Впервые пришедшие люди стараются спрятаться в поднятые воротники курток и капюшоны, будто бы от ветра, а на самом деле от гнетущей тревоги. Это потом, через два-три дня, первый испуг проходит, и в очереди завязываются знакомства. «Кто там у вас, как дела, какие новости?» Через неделю за незнакомый маленький сверток с веселенькими барашками на пеленке переживаешь уже, как и за своего малыша.
«Здравствуйте, мама Федора!» – робко улыбаясь, приветствует меня незнакомая мама в нашей палате. Вчера выписали маленького Илью, и в пластиковой люльке теперь тут новый постоялец.
Мы знакомимся, я гляжу на ее Дуню, всю в проводах, с носом-пуговкой, рядом с которой лежит мой сыночек, с трубкой в носу, ножке, ручке.

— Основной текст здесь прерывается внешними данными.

PR #2936, opened 2019-04-26
Show monthly usage by SMS provider on Providers page

klssmith:
This adds a `% monthly usage` column to the SMS table on the Providers page to let us see how much traffic is being sent to each SMS provider.

Screen Shot 2019-04-26 at 13 30 51

Needs to be merged after:
- [x] https://github.com/alphagov/notifications-api/pull/2484

[Pivotal story](https://www.pivotaltracker.com/story/show/165382068)

### DIFF
--- a/app/templates/views/providers/providers.html
+++ b/app/templates/views/providers/providers.html
@@ -17,13 +17,15 @@ Providers
       caption="Domestic SMS providers",
       caption_visible=False,
       empty_message='No domestic sms providers',
-      field_headings=['Provider', 'Priority', 'Active', 'Last Updated', 'Updated By'],
+      field_headings=['Provider', 'Priority', '% monthly traffic', 'Active', 'Last Updated', 'Updated By'],
       field_headings_visible=True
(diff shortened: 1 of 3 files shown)


app/templates/views/providers/providers.html
```diff
@@ -33,8 +35,8 @@ <h2 class="heading-medium">SMS</h2>
           {{ text_field('None') }}
       {% endif %}
 
-      {% if item.created_by %}
-          {{ text_field(item.created_by.name) }}
+      {% if item.created_by_name %}
```
quis: You don’t need an `if` here. As long as the attribute always exists then Jinja will handle printing a value of `None` as None.

Even better would be to use the optional text field macro which gives some styling, eg
`optional_text_field(item.created_by_name, default='None')` will print ‘None’ in greyed-out text.

klssmith: 👍 Good spot - I've updated it to use `optional_text_field`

Над головами малышей – таблички с именами и фамилиями, вот почему нам легко знакомиться. Над табличками нарисованы бабочки, нежный образ присутствия Божия в этом скорбном месте. И я с благодарностью думаю о том неизвестном хорошем человеке, которому пришла в голову эта прекрасная мысль.
Мы все ужасно одинаковые в своей материнской униформе, выданной нам в этом стерильном мире недоношенных. Одноразовый халат, одноразовая шапочка, одноразовая марлевая повязка, одноразовые бахилы – к встрече готова.
Главное теперь – взять себя в руки, оставив свои страхи в санпропускнике вместе с мокрой от дождя курткой. Здороваться и улыбаться. Здороваться и улыбаться.
В палатах жарко, малыши лежат незапеленутые. Тикают аппараты, тикает мое сердце. Как то малыш провел эту ночь своей жизни без меня? В изголовье его колыбельки – иконка «Умиление», которую я принесла сразу же, в первый день. Как хорошо, что мы не одни.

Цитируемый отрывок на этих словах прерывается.